PR #585, opened 2019-09-11
Added props to Icon element so the PropType check doesn't complain

bryantp:
Props Check was failing because title, titleId, desc and descId were not being passed down into the `Icon` element from the `TransparentButton` element

### DIFF
--- a/packages/core/src/IconButton.js
+++ b/packages/core/src/IconButton.js
@@ -19,7 +19,7 @@ const TransparentButton = styled(Button)`
 const IconButton = ({ name, size, color, ...props }) => (
   <TransparentButton {...props}>
     <div>
-      <Icon name={name} size={size} color={color} />
+      <Icon name={name} size={size} color={color} {...props} />
     </div>
   </TransparentButton>
 )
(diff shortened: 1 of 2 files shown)


packages/core/src/IconButton.js
```diff
@@ -19,7 +19,15 @@ const TransparentButton = styled(Button)`
 const IconButton = ({ name, size, color, ...props }) => (
   <TransparentButton {...props}>
     <div>
-      <Icon name={name} size={size} color={color} />
+      <Icon
+        name={name}
+        size={size}
+        color={color}
+        title={props.title}
```
sdalonzo: any reason not to just spread the remaining props `{...props}`?

bryantp: It caused problems when I attached an `onClick()` handler. You end up with a ghost click due to the same handler being passed to `Icon` as well as `IconButton`.

sdalonzo: for a11y reasons, there should be a button wrapped around the icon instead of a direct click handler on the button, but manually mapping the props is fine.

BeniCheni: > It caused problems when I attached an onClick() handler. You end up with a ghost click due to the same handler being passed to Icon as well as IconButton.

Interesting observation. @bryantp, can you provide an example (would be great if a CodeSandbox link) to understand more about why `...props` would fail this use case.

* * * * * * *

- _PROMPT_:
The answer must be a single number: how many lines in the data above contain the string "attached".

- _EXERCISE RESULT_:
2